%%

PR #415, opened 2026-07-13
Case-fold column and bean property names with Locale.ROOT

rootvector2:
`AbstractJdbcDynaClass.createDynaProperty` folds JDBC column names to lower case with `String.toLowerCase()`, and `DefaultBeanIntrospector.handleIndexedPropertyDescriptors` upper-cases the first letter of an indexed property name with `String.toUpperCase()`, both using the default locale. Under a Turkish locale `"ID".toLowerCase()` is `"ıd"` (dotless i), so a column `ID` maps to property `ıd` and `getDynaProperty("id")` returns `null`; the introspector likewise rebuilds an indexed accessor as `getİmages` instead of `getImages`. Found from the two `DM_CONVERT_CASE` SpotBugs findings on this repo. Both now fold with `Locale.ROOT`, matching `MappedPropertyDescriptor` (`Character.toUpperCase`) and the converters (`AbstractConverter.toLowerCase` via `StringUtils.toRootLowerCase`) which already fold case locale-independently. Added a `ResultSetDynaClass` regression test that fails under the Turkish locale without the runtime change.

### DIFF
--- a/src/main/java/org/apache/commons/beanutils2/DefaultBeanIntrospector.java
+++ b/src/main/java/org/apache/commons/beanutils2/DefaultBeanIntrospector.java
@@ -23,6 +23,7 @@ import java.beans.Introspector;
 import java.beans.PropertyDescriptor;
 import java.lang.reflect.Method;
 import java.util.List;
+import java.util.Locale;
 
 import org.apache.commons.logging.Log;
 import org.apache.commons.logging.LogFactory;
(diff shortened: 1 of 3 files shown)


garydgregory (changes requested):
@rootvector2 
Thank you for the PR. Use `@DefaultLocale` from JUnit Pioneer.

garydgregory:
Thank you @rootvector2 , merged 🚀 Please port to 1.x..

rootvector2:
thanks for merging. port to 1.X is up in #417, with the test switched to `@DefaultLocale` from junit-pioneer per your review (added 1.9.1 as a test dep since 2.x needs Java 11). can switch the master test over to `@DefaultLocale` in a follow-up too if you want it there.

PR #418, opened 2026-07-14
Make WrapDynaClass instance cache thread-safe

rootvector2:
`WrapDynaClass.createDynaClass` populates its per-classloader cache with `computeIfAbsent`, but the cache is a plain `WeakHashMap`, so threads that share a context classloader race on an unsynchronized map where `computeIfAbsent` is not atomic: concurrent callers can build and return different `WrapDynaClass` instances for one key, and the structural writes can corrupt the map. Switch the cache to `BeanUtils.createCache()`, the weak-keyed `ConcurrentReferenceHashMap` that `MethodUtils`, `ConvertUtilsBean` and `PropertyUtilsBean` already use. Found while auditing the package's `computeIfAbsent` call sites against those thread-safe caches. Like the `MethodUtils` visibility fix this race has no deterministic unit test so none is added, though a stress loop over concurrent `createDynaClass` calls does surface the duplicate instances.

- [ ] Write unit tests that match behavioral changes, where the tests fail if the changes to the runtime are not applied. This may not always be possible, but it is a best practice.

### DIFF
--- a/src/main/java/org/apache/commons/beanutils2/WrapDynaClass.java
+++ b/src/main/java/org/apache/commons/beanutils2/WrapDynaClass.java
@@ -23,7 +23,6 @@ import java.lang.ref.SoftReference;
 import java.util.HashMap;
 import java.util.Map;
 import java.util.Objects;
-import java.util.WeakHashMap;
 
 /**
  * Implements {@link DynaClass} to wrap standard JavaBean instances.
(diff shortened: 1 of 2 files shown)


garydgregory (changes requested):
@rootvector2 
Please add a unit test to avoid a future regression.

rootvector2:
added a regression test that races 16 threads on `createDynaClass` for one bean class over 200 rounds and asserts a single cached instance comes back. it fails against the old `WeakHashMap` and passes with `BeanUtils.createCache()`.

garydgregory:
Merged, TY @rootvector2 , please port to 1.X if possible.

rootvector2:
thanks for merging. port is up in #419 — `1.X` has no atomic `computeIfAbsent` to lean on, so it swaps the cache to `BeanUtils.createCache()` and synchronizes the get/create/put in `createDynaClass`, with the same regression test ported.

PR #420, opened 2026-07-16
Reject out-of-range color components in ColorConverter

rootvector2:
`ColorConverter.parseToStringColor` already rejects color components above 255, but the `JAVA_COLOR_PATTERN` label prefix `[A-Za-z\d._]+` includes `\d`, so for a bare triple whose first component has four or more digits the greedy label swallows the leading digit and the first capture group only sees the trailing one to three digits. `1234,5,6` is parsed as `Color(4,5,6)`, and `1000,0,0` / `2550,0,0` as black, so a malformed out-of-range value is accepted as a different in-range color instead of ever reaching the `> 255` check. Binding the optional class-name label to its opening `[` (`(?:[A-Za-z\d._]*\[)?`) stops it absorbing digits from the numeric groups; every string `Color#toString()` emits still parses the same, including class names that contain digits. Found while auditing the converters that parse untrusted strings.

### DIFF
--- a/src/main/java/org/apache/commons/beanutils2/converters/ColorConverter.java
+++ b/src/main/java/org/apache/commons/beanutils2/converters/ColorConverter.java
@@ -39,7 +39,7 @@ public class ColorConverter extends AbstractConverter<Color> {
     private static final String HEX_COLOR_PREFIX = "#";
 
     /** Regular expression matching the output of {@link Color#toString()}. */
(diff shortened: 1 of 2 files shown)


garydgregory:
TY @rootvector2 , merged 🚀 Please port to 1.X with the additional assertions in the new test.

rootvector2:
checked the 1.X branch and it has no `ColorConverter` (no `java.awt.Color` handling at all, the converter only came in with 2.x via #47), so there's nothing to port there. thanks for merging.

PR #421, opened 2026-07-17
Pass configured locale to SimpleDateFormat in DateTimeConverter

rootvector2:
`getFormat(String)` builds the pattern `SimpleDateFormat` with the jvm default locale and ignores the converter's configured `locale`, so a converter given both `setLocale` and a pattern parses and formats month and day names in the default locale instead of the configured one; pass `locale` when it is set, matching `DateLocaleConverter` and `StringLocaleConverter`. found auditing locale handling across the date converters.

### DIFF
--- a/src/test/java/org/apache/commons/beanutils2/converters/AbstractDateConverterTest.java
+++ b/src/test/java/org/apache/commons/beanutils2/converters/AbstractDateConverterTest.java
@@ -269,6 +269,27 @@ public abstract class AbstractDateConverterTest<T> {
     }
 
     /**
+     * Test that a configured Locale is honored when a pattern is also set.
+     */
+    @Test
+    void testLocaleWithPattern() {
+        // Pin the default Locale to one whose month names differ from the configured Locale.
+        final Locale defaultLocale = Locale.getDefault();
+        Locale.setDefault(Locale.US);
+        try {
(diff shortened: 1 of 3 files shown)


src/test/java/org/apache/commons/beanutils2/converters/AbstractDateConverterTest.java
```diff
@@ -268,6 +268,27 @@ public void testLocale() {
         Locale.setDefault(defaultLocale);
     }
 
+    /**
+     * Test that a configured Locale is honored when a pattern is also set.
+     */
+    @Test
```
garydgregory, line 275: Use JUnit Pioneer to set a temporary Locale.

garydgregory (changes requested):
Hi @rootvector2 Please see my comment.

src/test/java/org/apache/commons/beanutils2/converters/AbstractDateConverterTest.java
rootvector2: Done, switched the test to Pioneer's `@DefaultLocale` and dropped the manual save/restore. Added `junit-pioneer` as a test dependency since it wasn't in the pom yet (version comes from commons-parent). All 9 subclass runs still pass.

garydgregory:
TY @rootvector2 Merged 🚀 Please port to 1.x if appropriate.

PR #422, opened 2026-07-19
Fix ClassCastException in DoubleLocaleConverter when input is non-Double Number

rootvector2:
`DoubleLocaleConverter.parse()` only handled the `Long` case for non-String inputs; any other `Number` subtype (e.g. `Integer`, `Float`, `BigDecimal`) passed directly to the converter was unchecked-cast to `Double`, throwing `ClassCastException` instead of a proper conversion.


garydgregory:
Merged 🚀 Thank you @rootvector2 , please port to 1.x.

rootvector2:
thanks for merging, will get the 1.x port up.

rootvector2:
thanks for the merge. 1.x port is up in #424. same root cause there, though it surfaces as a `ConversionException` instead since the cast happens in `BaseLocaleConverter` rather than in `parse`.

PR #423, opened 2026-07-20
Reject trailing separators in PointConverter

rootvector2:
`PointConverter.convertToType` splits the inner coordinate string with `POINT_SPLIT.split(coordinates)`, and `String.split` with the default limit drops trailing empty tokens. A trailing separator after the two coordinates is swallowed, so `(100,200,)` and `(100,200,,)` parse to `Point(100,200)`. That is inconsistent with `(100,)`, which is already rejected because it yields a single token.

Pass `-1` as the split limit so trailing empties are kept and the existing `xy.length != 2` check rejects the malformed input. Keeping the bound in the converter means every caller gets the same validation, and valid `(x,y)` forms are unchanged. Found while auditing the awt converters alongside `ColorConverter`.


garydgregory:
@rootvector2 
Please see https://github.com/apache/commons-beanutils/pull/419#issuecomment-5036216965

PR #428, opened 2026-07-24
Resolve column name in ResultSetIterator.set (1.X)

rootvector2:
Port of #426 to 1.X. `set` passes the raw lower-cased property name to `ResultSet.updateObject` while the read path resolves it through `getColumnName` first, so under the default `lowerCase` an update to a mixed-case column targets the wrong column or throws on a case-sensitive driver.

Same one-line fix and regression test as master, with the test adapted to the JUnit 3 style on this branch (and using `AtomicReference` per the review on #426). `DynaResultSetTest.testSetUsesColumnName` fails on clean `1.X` with `expected:<string[P]roperty> but was:<string[p]roperty>` and passes with the change.

Note: as on #417, `mvn` on a clean `1.X` checkout fails `LocaleBeanificationTest#testContextClassloaderIndependence` in my environment (it passes in isolation), so no fully green default-goal run locally; the failure is identical with and without this change. `apache-rat:check` and `checkstyle:check` pass.

### DIFF
--- a/src/test/java/org/apache/commons/beanutils/DynaResultSetTest.java
+++ b/src/test/java/org/apache/commons/beanutils/DynaResultSetTest.java
@@ -18,7 +18,10 @@
 package org.apache.commons.beanutils;
 
 import java.math.BigDecimal;
+import java.sql.ResultSet;
+import java.sql.SQLException;
 import java.util.Iterator;
+import java.util.concurrent.atomic.AtomicReference;
 
 import junit.framework.TestCase;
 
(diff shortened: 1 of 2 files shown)


src/test/java/org/apache/commons/beanutils/DynaResultSetTest.java
```diff
@@ -123,6 +126,28 @@ public void testGetName() {
...
     }
 
+    /**
+     * With the default {@code lowerCase} option the property name differs from the real column name, and the read path resolves it through
+     * {@code getColumnName}. Verify that {@code set} resolves it the same way, so the update targets the real column name and not the lower-cased property
+     * name.
+     */
+    public void testSetUsesColumnName() throws Exception {
+
+        final AtomicReference<String> updatedColumn = new AtomicReference<String>();
```
garydgregory, line 136: Hi @rootvector2 
In the future, you do not need the extra generics noise, you can simply say:
```java
final AtomicReference<String> updatedColumn = new AtomicReference<>();
```

rootvector2: makes sense, I'll use the diamond going forward. thanks for merging this.

PR #432, opened 2026-08-01
Reject negative index values in DefaultResolver.getIndex

rootvector2:
`getIndex` parses the subscript with `Integer.parseInt` and returns it unvalidated, but the same method uses `-1` as its documented "not indexed" sentinel, so `getIndex("stringArray[-1]")` is indistinguishable from `getIndex("stringArray")` and `getIndex("stringArray[-7]")` hands the caller a negative subscript. `PropertyUtilsBean.getIndexedProperty`/`setIndexedProperty` are unaffected because they have their own `index < 0` guard, but the three callers that branch on `index >= 0` fall through to the non-indexed path and write the whole property instead of one element. `BeanUtils.copyProperty(bean, "stringArray[-1]", "x")` and `LocaleBeanUtils.setProperty(bean, "stringArray[-1]", "x")` both replace a five-element `String[]` with `["x"]` and throw nothing, while `BeanUtils.setProperty` and `PropertyUtils.setIndexedProperty` reject the same expression. Found while auditing `DefaultResolver` against its call sites after noticing `getIndex` can return a value that collides with its own sentinel.

Indexes are zero-relative, so a negative subscript is rejected in `getIndex` with the same `IllegalArgumentException` it already throws for a non-numeric one. Keeping the check where the subscript is parsed covers all five call sites at once, and `DefaultResolver` is the only `Resolver` implementation. No existing test used a negative index; the new assertions in `DefaultResolverTest.testGetIndex` fail without the runtime change.

### DIFF
--- a/src/main/java/org/apache/commons/beanutils2/expression/DefaultResolver.java
+++ b/src/main/java/org/apache/commons/beanutils2/expression/DefaultResolver.java
@@ -57,7 +57,7 @@ public class DefaultResolver implements Resolver {
      *
      * @param expression The property expression
      * @return The index value or -1 if the property is not indexed
-     * @throws IllegalArgumentException If the indexed property is illegally formed or has an invalid (non-numeric) value.
+     * @throws IllegalArgumentException If the indexed property is illegally formed or has an invalid (non-numeric or negative) value.
      */
     @Override
     public int getIndex(final String expression) {
@@ -82,6 +82,9 @@ public class DefaultResolver implements Resolver {
                 try {
                     index = Integer.parseInt(value, 10);
                 } catch (final Exception e) {
+                    throw new IllegalArgumentException("Invalid index value '" + value + "'");
+                }
+                if (index < 0) {
                     throw new IllegalArgumentException("Invalid index value '" + value + "'");
                 }
                 return index;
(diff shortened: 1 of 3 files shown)


garydgregory (commented):
@rootvector2 
Java has am unchecked `IndexOutOfBoundsException`. Should it be used here? Are there other call sites that use `IAE` for this category of problems instead of `IndexOutOfBoundsException`?

rootvector2:
The repo's convention is `IAE` for this category: `PropertyUtilsBean.getIndexedProperty` and `setIndexedProperty` both throw `IllegalArgumentException` when the index parsed from the expression is negative ("Invalid indexed property ..."), and `getIndex` itself already throws `IAE` for a non-numeric subscript with the same "Invalid index value" message this check reuses. `IndexOutOfBoundsException` is used for the other category, a well-formed index that falls outside the actual array or `List` at access time; `PropertyUtilsBean` propagates it from the underlying access. A negative subscript is a malformed expression rather than an out-of-range access, and at parse time there's no collection to be out of bounds of. One more practical point: both `PropertyUtilsBean` call sites catch `IllegalArgumentException` from `resolver.getIndex` and rewrap it with bean-class context, so an `IndexOutOfBoundsException` thrown there would bypass those handlers and change their existing message contract.

PR #434, opened 2026-08-11
Record element type of first element in LazyDynaList.transform

rootvector2:
`transform` never records the element type for the first non-null element, so the homogeneity check at the end of the method is dead code and mismatched types are silently accepted (`add(new HashMap<>())` then `add("a POJO String")` is accepted), and `toArray()`/`toDynaBeanArray()` throw `NullPointerException` from `Array.newInstance(elementType, size())` because `elementType` stays null; found while auditing the lazy dyna utilities, fixed by recording the type from the first populated element, mirroring `setElementDynaClass`, which also restores the documented `Map[]` round-trip in Example 1.

### DIFF
--- a/src/main/java/org/apache/commons/beanutils2/LazyDynaList.java
+++ b/src/main/java/org/apache/commons/beanutils2/LazyDynaList.java
@@ -659,7 +659,18 @@ public class LazyDynaList extends ArrayList<Object> {
 
         // Check the new element type, matches all the
         // other elements in the List
-        if (elementType != null && !newElementType.equals(elementType)) {
+        if (elementType == null) {
+            // The first element populated defines the element type (see class
+            // Javadoc). Record it so later elements are type-checked and
+            // toArray()/toDynaBeanArray() know the element type.
+            this.elementType = newElementType;
+            this.elementDynaBeanType = newDynaBeanType;
+            if (WrapDynaBean.class.isAssignableFrom(newDynaBeanType)) {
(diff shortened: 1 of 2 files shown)


garydgregory (changes requested):
Hello @rootvector2 

Thank you for the PR. What about adding tests for:

- POJO first element -> WrapDynaBean path, toArray() returning the POJO class and toDynaBeanArray() returning WrapDynaBean[].
- DynaBean first element -> elementType = DynaBean subclass, elementDynaBeanType = same subclass.
- addAll(Collection) and addAll(int,Collection) with an untyped list.
- get/growList after type has been fixed by first population.
- toDynaBeanArray() type correctness for the untyped case.

TY!

rootvector2:
Added all five: POJO first element (`toArray()` returns `TestBean[]`, `toDynaBeanArray()` returns `WrapDynaBean[]`), `BasicDynaBean` first element (both arrays typed to the subclass), `addAll(Collection)` and `addAll(int, Collection)` on an untyped list, `get()` growing after the first element fixes the type, and `toDynaBeanArray()` component type for the untyped map case. `LazyDynaListTest` is up to 21 tests, full `mvn` default goal green.

garydgregory:
@rootvector2 Please rebase on git master to resolve a test snafu.

rootvector2:
Rebased on current master, full `mvn` default goal is green here.

garydgregory:
@rootvector2 Thank you, merged 🚀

%%

(WHAT IS EXPECTED)
Which lines in the data hold the string "link"? Copy each of them.

(ANSWER SPACE)
  * Implements {@link DynaClass} to wrap standard JavaBean instances.
     /** Regular expression matching the output of {@link Color#toString()}. */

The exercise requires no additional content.